Problem details => Copy out every line of the records where the string "that" occurs.
(Task data Opens)
PR #4748, opened 2026-09-04
Prevent SMARTCAST_IMPOSSIBLE error on 2.4 update

fzhinkin:
Updating Kotlin version to 2.4 will inevitably cause compilation error in code that currently compiles without any warnings.


lppedd:
@fzhinkin just for the sake of my own knowledge, what's the Kotlin change that causes this? I see there is `assertNotNull` immediately above that.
(Task data Closes)
Task solution =>
Updating Kotlin version to 2.4 will inevitably cause compilation error in code that currently compiles without any warnings.
@fzhinkin just for the sake of my own knowledge, what's the Kotlin change that causes this? I see there is `assertNotNull` immediately above that.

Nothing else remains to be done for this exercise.